# Sticky  DIY head surfacing after gasket failure



## Kiss4aFrog

I came across this article by Matt Gonitzke on how to surface a head using a square of glass and sandpaper. Maybe it's old news to a lot of you but I thought it worth sharing and seeing if maybe it should be a "sticky".

It seems like a no brainier as I always surfaced automotive heads when doing a head gasket job but never thought about doing it on a small engine.
I'm sure sending it out to have it surfaced at a shop is a more perfect way to get it flat but this seemed like a great way to get very close and sure beats just tossing in a new gasket and hoping for the best.
I like that it's easy and fairly cheap too :wavetowel2:

http://www.mgonitzke.net/cubcadet/tools/headgasket.pdf


----------



## YSHSfan

It is common to do that on carburetor mating surfaces. At work we have a block of glass of about 8x8 inches, double glass and a double sided adhesive film in between that we use with sandpaper for that purpose.


----------



## SlowRider22

That's a fantastic write-up, Frog. Thanks for passing it along.
It's quite coincidental timing of you posting it, too, because I'm actually doing that same repair on my pop's lawn tractor...replacing the head gasket.
Such a simple method for effective results


----------



## Motor City

I've used pieces of granite tile I have left over from my bathroom floor.


----------



## coastie56

Great write up Froggy. This procedure also applies for the Kids 2 stroke Mopeds and small dirt bikes!


----------



## Zedhead

I've used this method for block decks on Subaru's with great success. Over 350K miles on one of the engines


----------



## firedudetl1

think I saw the same technique in an old kohler repair manual - caution was to use the right grit paper so you don't take too much off - high number wet/dry paper


----------



## firedudetl1

posted before I read the article - use caution with oven cleaner - most cleaner cans recommend not using on aluminum as it can dissolve Al - usually contains lye


----------



## bandito

I have seen some similar in a motorcycle forum but instead of sandpaper lapping compound was used.


----------



## toroused

For those who have done something like this before, about how much time did it take to wet sand the head in the article - 20 minutes, 30 minutes, an hour? Even more?

Also, as far as the directions stating to turn this thing periodically during the process, what is the best method - turning from say 6:00 to 9:00 then to 12:00 etc. in some type of specific, circular sequence?


----------



## nwcove

toroused said:


> For those who have done something like this before, about how much time did it take to wet sand the head in the article - 20 minutes, 30 minutes, an hour? Even more?
> 
> Also, as far as the directions stating to turn this thing periodically during the process, what is the best method - turning from say 6:00 to 9:00 then to 12:00 etc. in some type of specific, circular sequence?

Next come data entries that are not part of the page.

PR #12780, opened 2026-08-12
fix: compare entity ids of mixed string/number type as equal

### LINKED ISSUE #11773: Automated cascade sets FK to NULL for bigint relations when saving parent entity (MySQL)
### Issue description

When using MySQL `bigint` as PK/FK type, TypeORM incorrectly triggers cascading updates on child entities even when `cascade` is not enabled. This results in the foreign key of the child being set to `NULL`.  Defining `{ nullable: false }` on the `ManyToOne` relation produces a database error because the FK is overwritten with `NULL`.  This behavior does not occur if PK/FK types are `int`.

### Expected Behavior

- Saving a parent entity without `cascade` should not modify child entities.
- Foreign keys of child entities must remain intact unless explicitly changed.
- `bigint` PK/FK should behave the same as `int` regarding cascading.

### Actual Behavior

- Saving a parent entity triggers an unintended `cascade` to child entities.
- The foreign key (`brandId`) of `BrandProperty` is set to `NULL`.
- Database error occurs if the relation is `nullable: false`.

### Steps to reproduce

**Entity Definitions**

``` TypeScript
@Entity()
class Brand {
    @PrimaryGeneratedColumn({ type: "bigint" })
    // @PrimaryGeneratedColumn({ type: "int" }) // Using int will not cascade update when saving the brand.
    public id: string;

    @OneToMany(
        () => BrandProperty,
        (property) => property.brand,
        // intentionally no cascade here
    )
    public properties: BrandProperty[];
}

@Entity()
class BrandProperty {
    @PrimaryGeneratedColumn({ type: "bigint" })
    // @PrimaryGeneratedColumn({ type: "int" }) // Using int will not cascade update when saving the brand.
    public id: string;

    @ManyToOne(() => Brand, (brand) => brand.properties, {
        // nullable: false, // Results in error when saving the brand, caused by the updated foreign key brandId of BrandProperty to NULL.
        // nullable: true, // DEFAULT: Results in unintended NULL foreign key brandId when saving the brand.
    })
    public brand: Brand;
}
```

**Testing insert and save**
Hint: `orm` = `EntityManager`

``` TypeScript
/**
 * After the transaction is committed, the brand and brand property are inserted into the database correctly.
 * Brand has id 1 and brand property has id 1 with foreign key brandId set to 1.
 *
 * Database after transaction is committed:
 * Brand
 * | id |
 * | 1  |
 *
 * BrandProperty
 * | id | brandId |
 * | 1  | 1       |
 */
await this.orm.transaction(async (transaction) => {
    const brand = new Brand();
    await transaction.insert(Brand, brand);

    const brandProperty = new BrandProperty();
    brandProperty.brand = brand;
    await transaction.insert(BrandProperty, brandProperty);
});

/**
 * To prove that automated cascading will NULL the foreign key of the brand property we simply read the brand and save the brand.
 * Expected result: Only brand should be affected by updated without cascading to the brand property.
 * Actual result: Brand property is also updated (cascade) with foreign key brandId set to NULL.
 *
 * Database after transaction is committed:
 * Brand
 * | id |
 * | 1  |
 *
 * BrandProperty
 * | id | brandId |
 * | 1  | NULL    |
 *
 * Note: If we define { nullable: false } to our ManyToOne relation at BrandProperty->brand,
 * the database will throw an error when trying to save the brand, caused by the updated foreign key brandId of BrandProperty.
 */
await this.orm.transaction(async (transaction) => {
    const brand = await transaction.findOne(Brand, {
        where: { id: Equal("1") },
        relations: { properties: true },
    });

    // Save will trigger cascade and setting foreign key brandId of BrandProperty to NULL.
    await transaction.save(Brand, brand);
});
```

### My Environment

| Dependency	| Version | 
| --- | --- | 
| Operating System	| Any (tested on macOS + Linux) |
| Node.js version	| 18.20.8 |
| Typescript version	| 5.8.3 |
| TypeORM version	| 0.3.27 |
| mysql	| 2.18.1 |
| Database	| MySQL 8.0.21 Community Server |

### Additional Context

Behavior occurs only with bigint PK/FK.
Changing to `int` fixes the automated cascade on `save`
Workaround: sequential save of parent and child in a transaction.

Very similar to: https://github.com/typeorm/typeorm/issues/11226
Issue persists in latest TypeORM release.

Sponsor context: https://opencollective.com/devowl

- [ ] aurora-mysql
- [ ] aurora-postgres
- [ ] better-sqlite3
- [ ] cockroachdb
- [ ] cordova
- [ ] expo
- [ ] mongodb
- [x] mysql
- [ ] nativescript
- [ ] oracle
- [ ] postgres
- [ ] react-native
- [ ] sap
- [ ] spanner
- [ ] sqlite
- [ ] sqlite-abstract
- [ ] sqljs
- [ ] sqlserver

Arul1998:
### Description of change

**What this does:** Makes `OrmUtils.compareIds` treat a single-`id` map as equal
when the two ids hold the same value but different primitive types — e.g. `"1"`
(string) and `1` (number), including scaled decimals like `"70.000"` and `70`.

**Why it's needed:** `compareIds` only short-circuited when both ids shared the
same primitive type (both string *or* both number). Drivers such as MySQL/MariaDB
return `bigint` columns as strings (`bigNumberStrings` defaults to true), so a
persisted id can be `"1"` on the DB-loaded side and `1` in memory. That mismatched
pair matched no branch and fell through to `false` (`deepCompare` → `compare2Objects`
also only string-normalizes same-type primitives). As a result
`OneToManySubjectBuilder` saw the child as orphaned and, under the default
`orphanedRowAction: "nullify"`, nulled its FK on save — erroring when the FK is
`NOT NULL`. This is why `int` PKs are unaffected (both sides are numbers) but
`bigint` PKs break (#11773).

**The change:** In the single-`id` fast path, when the two id types differ, compare
by **numeric value** rather than string form, so `"1"` matches `1` and a scaled
decimal `"70.000"` matches `70`. Guards keep it safe:

- `NaN` / `Infinity` never match.
- Integers beyond `Number.MAX_SAFE_INTEGER` never match, so a rounded JS number
  can't collide with a different `bigint` string.
- The string side must be a plain decimal numeral, so permissive `Number()` forms
  (`""` → 0, `"0x10"` → 16, `"1e2"` → 100) can't coerce distinct keys together.

Same-type comparisons are unchanged (still `firstId.id === secondId.id`), and the
general-purpose `compare2Objects` is left untouched to avoid affecting jsonb/object
diffing elsewhere.

**How it was verified:**

- Unit tests (`test/unit/util/orm-utils.test.ts`) for `compareIds`: same-type
  equality, string-vs-number equality (`"1"` === `1`), decimals incl. scale
  (`"70.000"` === `70`), unequal string/number staying `false`, `null`/`undefined`
  handling, `NaN`/`Infinity` rejection, unsafe-integer rejection, permissive
  numeric-string rejection, and the composite-id `deepCompare` fallback — all
  passing.
- A functional regression test (`test/github-issues/11773`, mysql/mariadb) with an
  `int` parent PK and a `bigint` child PK. On re-save the parent always matches, so
  the test can only fail the way #11773 actually failed — the child's `bigint` id is
  `1` in memory and `"1"` from the driver — and asserts the child's FK survives.

**Notes for maintainers:**

- Composite / non-`id` primary keys still route through `deepCompare` and are out of
  scope for this narrow, single-column fix.
- The numeric compare deliberately does not attempt full decimal canonicalization
  (e.g. `"0.10000000000000001"` vs `0.1`); that is IEEE-754 `Number()` behavior,
  unrealistic for a real `bigint`/`int`/fixed-scale `decimal` primary key, and out of
  scope here. Happy to take a driver-level normalization direction instead if you'd
  prefer solving the whole coercion class.

### Pull-Request Checklist

      `Fixes #11773`
- [x] There are new or updated tests validating the change
      (`test/unit/util/orm-utils.test.ts`, `test/github-issues/11773`)
- [ ] Documentation has been updated to reflect this change (`docs/docs/**.md`) — N/A (internal comparison fix, no public API/doc change)

### DIFF
--- a/SECURITY.md
+++ b/SECURITY.md
@@ -22,6 +22,83 @@ Please include as much of the information listed below as you can to help us bet
 
 This information will help us triage your report more quickly.
 
+## Security Model and Scope
+
+TypeORM is an ORM _and_ a SQL-building toolkit. Understanding which of its inputs are
+trusted is essential to knowing what constitutes a vulnerability. Please read this section
+before filing an advisory — reports outside this scope will be closed with a reference to
+this policy.
+
+### What TypeORM guarantees
+
+**Values are safe.** Any untrusted _data_ supplied in a value position — entity values,
+criteria values, named parameters, pagination values — is bound as a query parameter or
+correctly escaped as a literal.
+
+**Database content is treated as data.** Whatever comes back from the database — values,
+result sets, database-reported metadata — is handled as untrusted data wherever TypeORM
+processes it: during entity hydration, and in anything TypeORM generates from database
+state, including code and files emitted by the CLI.
+
+Bugs in these guarantees are vulnerabilities and we want to hear about them. In scope:
+
+- Untrusted runtime data reaching a generated query unescaped — or, for non-SQL drivers,
+  being interpreted as query operators rather than values — through a documented API used
+  as documented. This includes TypeORM's _internal_ query generation interpolating entity
+  data.
+- Parameter-binding or literal-escaping defects in a driver.
+- Defects in identifier escaping where TypeORM applies it.
+- Database-derived content escaping its context in TypeORM's output: prototype pollution
+  or code execution while processing results, or injection into code, files, or commands
+  generated from database state.
+- Amplification of an existing prototype-pollution primitive: object iteration in
+  query-building, result-processing, or code-generation paths must not pick up inherited
+  keys, so that a polluted runtime cannot alter generated queries or emitted code through
+  TypeORM. (The pollution source itself remains a vulnerability in whatever introduced
+  it; such reports are assessed at reduced severity.)
+
+### What TypeORM does not guarantee
+
+**Identifiers and SQL expressions are code, not data.** QueryBuilder builds SQL. By
+design, any argument documented to accept an identifier or a SQL fragment — projections,
+condition strings, sort and grouping expressions, aliases, computed expressions — is
+emitted as the developer wrote it, because expressing arbitrary SQL is the point of those
+positions. They **cannot be escaped without breaking documented functionality**, and the
+API does not promise they are injection-safe.
+
+Passing untrusted input into such a position is an application vulnerability, equivalent
+to concatenating user input into a raw query. Reports that require the application to do
+so are out of scope. Use parameter binding for all untrusted data; never build identifiers
+or expressions from user input.
+
+**Schema definitions are trusted code.** Entity definitions, migration objects, and their
+options are design-time inputs authored by the developer. DDL generated from them is not
+hardened against a hostile schema: an attacker who controls your schema definitions
+already controls your application. Reports premised on untrusted input reaching schema or
+migration definitions are out of scope. (We still accept — and appreciate — pull requests
+that escape identifier-only positions as defense-in-depth; those are handled as regular
+hardening changes, not advisories.)
+
+**Configuration is trusted code.** Connection options, data source configuration, CLI
+arguments, and migration files are developer-authored inputs, on par with application
+source. Reports requiring an attacker to control them are out of scope.
+
+**Runtime guards are best-effort, not security boundaries.** TypeORM sometimes adds
+validations that catch common application mistakes before they reach the database. These
+guards are conveniences layered on top of the model above; they do not move the trust
+boundary, and they are not, and cannot be, complete. A bypass of such a guard that
+restores previously documented behavior is a regular bug — please file it as an ordinary
+issue — not a vulnerability.
+
+### Severity expectations
+
+CVSS scores should reflect TypeORM's contract, not a hypothetical application that pipes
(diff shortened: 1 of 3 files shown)


michaelbromley:

```
git fetch origin
```

Arul1998:
Thanks for the heads-up and the detailed migration notes, @michaelbromley no worries at all about the disruption.

I've rebased fix/compare-ids-bigint-string onto the new packages/typeorm layout using the recommended raised-rename-limit rebase. The two modified files replayed automatically; the new issue-11773 test files (which rename detection can't map since they're additions) I moved into packages/typeorm/test/github-issues/11773/ to match the new structure. Branch is pushed and the diff is now entirely under packages/typeorm/.

Verified locally: the package compiles cleanly and the OrmUtils unit suite passes (including the compareIds cases this PR adds). Ready for another look whenever you have a chance.

PR #12568, opened 2026-06-08
fix: expand VirtualColumn expressions in query builder WHERE conditions

mazbauddinsaif:
## Description

Closes #11616.

`@VirtualColumn` properties are computed columns with no physical column in the database. When one was referenced in a raw query builder condition — e.g.:

```ts
qb.where("company.totalEmployeesCount > 2")
```

`replacePropertyNamesForTheWholeQuery` emitted a reference to a non-existent column (`company.totalEmployeesCount`), producing SQL that failed with errors like `Unknown column 'company.totalEmployeesCount' in 'where clause'`.

This already worked through the find-options path (`where: { totalEmployeesCount: MoreThan(2) }`), but **not** through raw string conditions on the query builder.

## Fix

`replacePropertyNamesForTheWholeQuery` now detects virtual property columns and inlines their computed SQL expression — the exact same expression already produced when the column is `SELECT`ed (`(${column.query(escapedAlias)})`) — instead of emitting a non-existent column name. Regular columns are unchanged.

## Tests

Added a test under `column > virtual columns` asserting that a query builder `where()` clause on a virtual column expands to its subquery expression.

- New test passes.
- Full sqlite test suite: **2945 passing, 0 failing**.
- `prettier` + `eslint` clean on changed files (0 errors).

## Notes

The old inline comment claiming where/order-by on virtual columns is unsupported is now obsolete for the WHERE case.

PR #12429, opened 2026-05-05
fix: expand virtual columns in where clauses

paulkagiri:
### Description of change

Fixes #11616.

String WHERE clauses that reference a `@VirtualColumn` currently go through final property-name replacement as if the virtual column were a physical database column, producing SQL such as `"user"."fullName"`. This change preserves the existing physical-column replacement behavior while expanding virtual-column property references to the configured `query(alias)` expression.

The added coverage verifies both the main alias and a joined alias, matching the reported use case.

### Pull-Request Checklist

- [x] Code is up-to-date with the `master` branch
- [ ] `npm run lint` passes with this change
- [ ] `npm test` passes with this change
- [x] This pull request links relevant issues as `Fixes #11616`

### Validation

- `pnpm exec tsc --noEmit --pretty false`
- `pnpm run compile`
- `pnpm exec mocha --no-config --file build/compiled/test/utils/test-setup.js build/compiled/test/functional/columns/virtual-columns/virtual-columns.test.js --timeout 90000 --exit`
- `pnpm exec prettier --check src/query-builder/QueryBuilder.ts test/functional/columns/virtual-columns/virtual-columns.test.ts`
- Commit hook ran `eslint --fix` and `prettier --write` on staged TypeScript files
- `pnpm exec eslint src/query-builder/QueryBuilder.ts test/functional/columns/virtual-columns/virtual-columns.test.ts` completed with existing warnings only, no errors

PR #12781, opened 2026-08-12
fix: expand VirtualColumn sub-queries outside of SELECT (e.g. in WHERE)

### LINKED ISSUE #11616: VirtualColumn throws error when used in WHERE conditions

vjymisal0:
### Description of change

`VirtualColumn` sub-queries were only ever expanded in the `SELECT` clause. Anywhere else a virtual column's property name appeared (e.g. a `WHERE` condition built with `.where()`/`.andWhere()`), `QueryBuilder#replacePropertyNamesForTheWholeQuery` substituted the property name with `alias.<databaseName>` — a column that doesn't actually exist on the table — causing a driver-level error such as `Unknown column 'user.fullName' in 'where clause'`.

Root cause: `buildColumnSelectionExpression` already expands `column.query(alias)` into `(subquery)` for the `SELECT` list before the whole-query replacement pass runs, but that pass itself has no knowledge of virtual columns, so it always falls back to the plain `alias.column` substitution everywhere else.

Fix: track each virtual column's `query` function per alias prefix (alongside the existing `replacements` map) in `replacePropertyNamesForTheWholeQuery`, and when a property reference resolves to a virtual column, substitute it with its wrapped sub-query expression instead of `alias.column`. This is a targeted change to the same regex-based replacement pass that already runs across the whole generated SQL string, so it also covers `ORDER BY`/`GROUP BY`/`HAVING` wherever the same alias/property pattern is used — not just `WHERE`.

Verified by:
- Adding a regression test reproducing the issue's repro (filtering by a virtual column in `WHERE` via `createQueryBuilder`), confirmed it fails with `no such column: company.totalEmployeesCount` against the current code, and passes with this fix.
- Un-commenting the pre-existing `.andWhere("company.totalEmployeesCount > 2")` line in `virtual-columns.test.ts`, which was disabled with a comment stating "we won't be supporting where ... with VirtualColumns".
- Running the full local test suite (better-sqlite3 driver) and `tsc --noEmit`: all passing, no regressions.

Follow-up (left out of scope for this PR): the same test file also has an `.orderBy(...)` usage of a virtual column still commented out. `ORDER BY` across relation joins involves additional alias-resolution that I didn't want to fold into this fix without separate discussion — happy to pick that up in a follow-up if maintainers want it addressed too.

### Pull-Request Checklist

- [ ] Documentation has been updated to reflect this change (`docs/docs/**.md`) — N/A, this fixes existing documented `VirtualColumn` behavior rather than adding new public API surface.

Closes #11616


vjymisal0:
Closing this — I missed that #12429 and #12568 already address this exact issue with a very similar approach before opening this PR. Apologies for the duplicate noise; deferring to the earlier PRs. Maintainers may still find the additional regression test coverage here (filtering via `createQueryBuilder` directly, and the re-enabled `.andWhere` assertion in the existing test file) useful as a reference if it helps consolidate the other two.

PR #12782, opened 2026-08-14
feat(migrations): store executedAt and checksum metadata

### LINKED ISSUE #3375: Add metadata to migrations table

afehid:
## Summary

Implements a non-breaking first slice of #3375:

- Adds nullable `executedAt` and `checksum` columns to the migrations table
- Auto-adds those columns when an older migrations table already exists
- Stores SHA-1 of the loaded migration source (`name` + `up` + `down`) on insert
- Opt-in verification via `migrationsChecksumCheck: true` (default `false`)

Rows with a `NULL` checksum (created before this feature) are skipped during verification.

Closes #3375

## Test plan

- [x] Local: `mocha` for `test/github-issues/3375` on better-sqlite3 (4/4 passed)
- [ ] CI: verify across enabled drivers


docs/docs/data-source/2-data-source-options.md
```diff
@@ -69,6 +69,10 @@ Different RDBMS-es have their own specific options.
 
 - `migrationsTransactionMode` - Controls transaction mode when running [migrations](../migrations/01-why.md).
 
+- `migrationsChecksumCheck` - When `true`, compares each executed migration's stored checksum against the current migration source before running migrations. Throws if a stored checksum no longer matches. Checksums use each migration's `up`/`down` methods; keep the same artifact form (e.g. always compiled `.js`). Default: `false`.
```
smith-xyz: I think I'm a little hesistant to consider hashing js/ts - tools that do this kind of integrity check (liquibase, flyway) hashes the sql file instead

I'm not sure the runtime constructs are the safest.

Any reason why this path isn't considered?

src/migration/MigrationSource.ts
```diff
@@ -0,0 +1,40 @@
...
+export function computeMigrationChecksum(
+    name: string,
+    instance?: {
+        up?: (...args: any[]) => any
+        down?: (...args: any[]) => any
+    },
+): string {
+    const up = normalizeFunctionSource(instance?.up?.toString() ?? "")
+    const down = normalizeFunctionSource(instance?.down?.toString() ?? "")
+    return PlatformTools.sha1(`${name}\0${up}\0${down}`)
```
smith-xyz: Here since we're generating SQL at runtime, you have strings in memory. 

I do propose maybe we consider a file based approach though, then we can normalize machine to machine as `crypto.createHash("sha256").update(sql, "utf8")`, which handles encoding. But you'd still need to normalize line endings in the generated SQL (some drivers may emit \r\n on Windows).

src/migration/MigrationSource.ts
```diff
@@ -0,0 +1,40 @@
...
+ * @param instance.down
+ */
+export function computeMigrationChecksum(
+    name: string,
+    instance?: {
+        up?: (...args: any[]) => any
+        down?: (...args: any[]) => any
+    },
+): string {
+    const up = normalizeFunctionSource(instance?.up?.toString() ?? "")
```
smith-xyz: Different minifiers/bundlers could make create variation here

src/error/MigrationChecksumMismatchError.ts
```diff
@@ -0,0 +1,24 @@
...
+    readonly migrationName: string
+    readonly storedChecksum: string
+    readonly currentChecksum: string
+
+    constructor(
+        migrationName: string,
+        storedChecksum: string,
+        currentChecksum: string,
+    ) {
+        super(
```
smith-xyz, line 19: given areas where MigrationChecksumMismatchError are thrown and that we could have variation on Function.prototype.toString() - I think the error maybe assumes the mismatch is real.

Maybe a good debugging option is to get that up/down that was used in comparison to spit out in logging

smith-xyz (changes requested):
I really like your clean approach you took to this, let's work through some of this more to get the implementation where it needs to be. 

Some fundamental concerns:
1. hashing ts/js - better alternative may be a sql artifact
2. some DDL round-trip overhead on every startup: `ensureMigrationsTableColumns` makes N+2 sequential `hasColumn` + `addColumn` queries.
3. We may be trying to make this work for all the drivers at once - should some of this be allocated to the driver layer to handle the diffs between drivers (I think I saw several if blocks showing there was driver specific behavior being accounted for).
4. checksum column is varchar(40) ... which locks in to sha1. I would just use varchar(64) and would just add usage for sha256 here, no reason to settle for a broken hash even though this isn't a security issue.
5. tests seem to only cover better-sqlite3

docs/docs/data-source/2-data-source-options.md
afehid: You're right: hashing JS/TS (or `Function.toString()`) was the wrong integrity target. TypeORM migrations aren't SQL files like Flyway/Liquibase, but they *do* generate SQL at runtime through QueryRunner.

This push switches checksums to a SHA-256 of that generated SQL (`crypto.createHash("sha256").update(..., "utf8")`), with `\r\n` normalized to `\n`. On `migration:run` we record the SQL `up()` actually sends; on checksum check we dry-run `up()` (queries not executed) and compare.

src/migration/MigrationSource.ts
afehid: Agreed, that's the approach in the latest commit. We capture the SQL strings `up()` sends (so we have them in memory at runtime), normalize line endings, then hash with SHA-256 over UTF-8.

Verification uses the same capture path without executing, so we don't re-apply an already-run migration.

src/migration/MigrationSource.ts
afehid: Yes, that's exactly why `Function.toString()` was a bad checksum input (dev `.ts` vs compiled `.js`, minifiers, bundlers). Dropped that path; checksums are over generated SQL now.

src/error/MigrationChecksumMismatchError.ts
afehid: Updated. The error no longer assumes the source was tampered with, and it now includes the SQL used to compute the current checksum (also logged via `logMigration`) so you can tell a real change from driver/environment differences.

afehid:
@smith-xyz thanks for the detailed review — all five points should now be addressed:

1. **Hash a SQL artifact instead of ts/js** — done. Checksums are now a SHA-256 of the migration name plus the SQL generated by `up()` (captured through the query runner, no `Function.toString()`), with line endings normalized to `\n`. Raw `queryRunner.query()` calls are included too (with their bound parameters as part of the hash input, though parameter values are never printed in logs or error messages). On mismatch, the error and migration log include the SQL used for the current checksum, as you suggested.
2. **DDL round-trip overhead** — `ensureMigrationsTableColumns` now reads the table once with `getTable()` and adds all missing columns in a single `addColumns()` call, cached per executor. That's one schema read plus at most one write, instead of N+2 sequential `hasColumn`/`addColumn` queries.
3. **Driver-specific branches** — the remaining branches are the pre-existing `mongodb` short-circuits and the `MssqlParameter` handling that `insertExecutedMigration`/`deleteExecutedMigration` already used, so I stayed with the executor's existing patterns rather than introducing a new driver-layer API in this PR. Happy to explore moving that into the driver layer as a follow-up if you'd prefer.
4. **varchar(40)/sha1** — the checksum column is now `varchar(64)` and hashing is SHA-256 (with a browser-safe implementation for non-node bundles).
5. **Test coverage** — the checksum suite now runs against better-sqlite3, postgres, mysql, mariadb and mssql.

afehid:
Hi maintainers — could someone **approve and run** the GitHub Actions workflows for this fork PR when you have a moment?

From the Checks tab, **Tests**, **CodeQL**, and **PR preview release** are stuck at **workflow approval required** (`action_required`, no jobs ran). Only the **semantic** check (PR title / commit format) has completed so far.

Recent updates on my side:
- Addressed the Qodo **Compliance violation** (docs + `migrationsExtraColumns` always nullable, MSSQL/column-name fixes) in `8d98072`.
- Fixed fake migrations / `insertMigration()` so they no longer run `up()` while resolving checksums (`ed7ffe83`).

Happy to adjust anything once CI can run on the fork. Thanks!

michaelbromley:

```
git fetch origin
```

afehid:
> This repository was recently restructured into a pnpm workspace, and the `typeorm` package moved from the repo root into `packages/typeorm` (PR #12854). Everything moved as a pure rename with no content changes, so your branch should replay across the move cleanly once git's rename detection limit is raised:
> 
> ```
> git fetch origin
> git -c merge.renameLimit=999999 -c diff.renameLimit=999999 rebase origin/master
> ```
> 
> If your branch has diverged enough that a full rebase isn't worth it, `scripts/migrate-pr-to-packages-layout.sh --replay` (run on top of `master`) rewrites the paths of your net diff instead. Both approaches, plus a path-mapping table and a prompt you can hand to a coding agent, are documented in `scripts/migrate-pr-to-packages-layout.md`.
> 
> Sorry for the disruption, and thanks for your patience.

Thanks — updated this branch onto the packages/typeorm layout in c08417b (merged current master). All of the PR’s paths now live under packages/typeorm/ / docs/. Local typecheck + migration tests look good; when you have a moment, could you approve the fork CI runs for this commit?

ive done this to numerous ob motor heads, and there is no " how much time". a slightly warped head can be done in less than a half hour. a really twisted one may take close to 2 hrs. i do figure 8's and rotate the head 180 now and then...all depends on what you see on the mating surface.


----------



## Kiss4aFrog

The amount of time it takes would depend on how badly it's warped. You can always take a magic marker and color the surface before you start sanding to make sure you have it flat. Usually the sanding itself will make the metal look bright so it's pretty easy to see. I'd rotate it 90 degrees each time.


----------



## 10953

Kiss4aFrog said:


> The amount of time it takes would depend on how badly it's warped. You can always take a magic marker and color the surface before you start sanding to make sure you have it flat. Usually the sanding itself will make the metal look bright so it's pretty easy to see. I'd rotate it 90 degrees each time.


that's how i mark mine. blue or black magic marker unless your lucky and have some machinist blue laying around to mark the surface
i also use lapping compound in place of sand paper using 3 grades course med fine to get a better surface,


----------



## aveteam

nwcove said:


> ive done this to numerous ob motor heads, and there is no " how much time". a slightly warped head can be done in less than a half hour. a really twisted one may take close to 2 hrs. i do figure 8's and rotate the head 180 now and then...all depends on what you see on the mating surface.


I'll second the figure 8 pattern. I do mechanical assembly and whenever we have to lap a part that is the recommended way.

Sent from my LG-M322 using Tapatalk


----------



## Russell Stephan

Iffin' one does a lot of small engine work it would make sense to obtain a full emery cloth sheet size granite surface plate. They pop up on Craigslist every so often. I got my two from Grizzly Industrial. One is small for checking the shock valving shims on dirt bike suspension stacks. The sheet-sized one gets combined with spray adhesive, a full sheet of emery cloth, and time for perfectly lapped mating surfaces.

And per a previous recommendation, use permanent magic marker as a layout ink to indicate progress.

Actually, the last two lapping sessions I did were for the two halves of two snow blower auger transmissions. Also, keep in mind not to go nuts on parts like the auger transmission case halves -- there's stuff in the middle they squeeze. One can also burn through aluminum on small parts quickly. Clean up the surfaces just enough to get a good seal and by all means use the magic marker (Sharpie's are perfect) trick as an indicator.


----------



## JoBlack

Great suggestions above, use very thick glass if you can find it, or granite. You are basically building a lapping table (without the grooves). The movement is figure 8’s, and you can quickly see the progress on the part in how it ‘flashes’ when you rotate it and it reflects the light. You will notice the visual change in the surface appearance.


----------



## shallowwatersailor

When I went to Engineman "A" School in the USCG back in 1969, we learned how to lap diesel injectors. The method was to use the Figure 8 pattern that _nwcove_ and _aveteam _mention. We were using a metal lapping block for the steel piece parts. But a 600-800 grit wet dry sandpaper should give good results. You might want to use a marker to coat the surface and then watch the progress as it shines up evenly.


----------



## CarbineMan

On an Ariens 824 after replacing the carb used a Dremel to match the intake port. Not sure if there was more power but it made he feel better.


----------



## CarlB

Kiss4aFrog said:


> The amount of time it takes would depend on how badly it's warped. You can always take a magic marker and color the surface before you start sanding to make sure you have it flat. Usually the sanding itself will make the metal look bright so it's pretty easy to see. I'd rotate it 90 degrees each time.


i usually give it a light dusting of black primer so i can see how im coming along


----------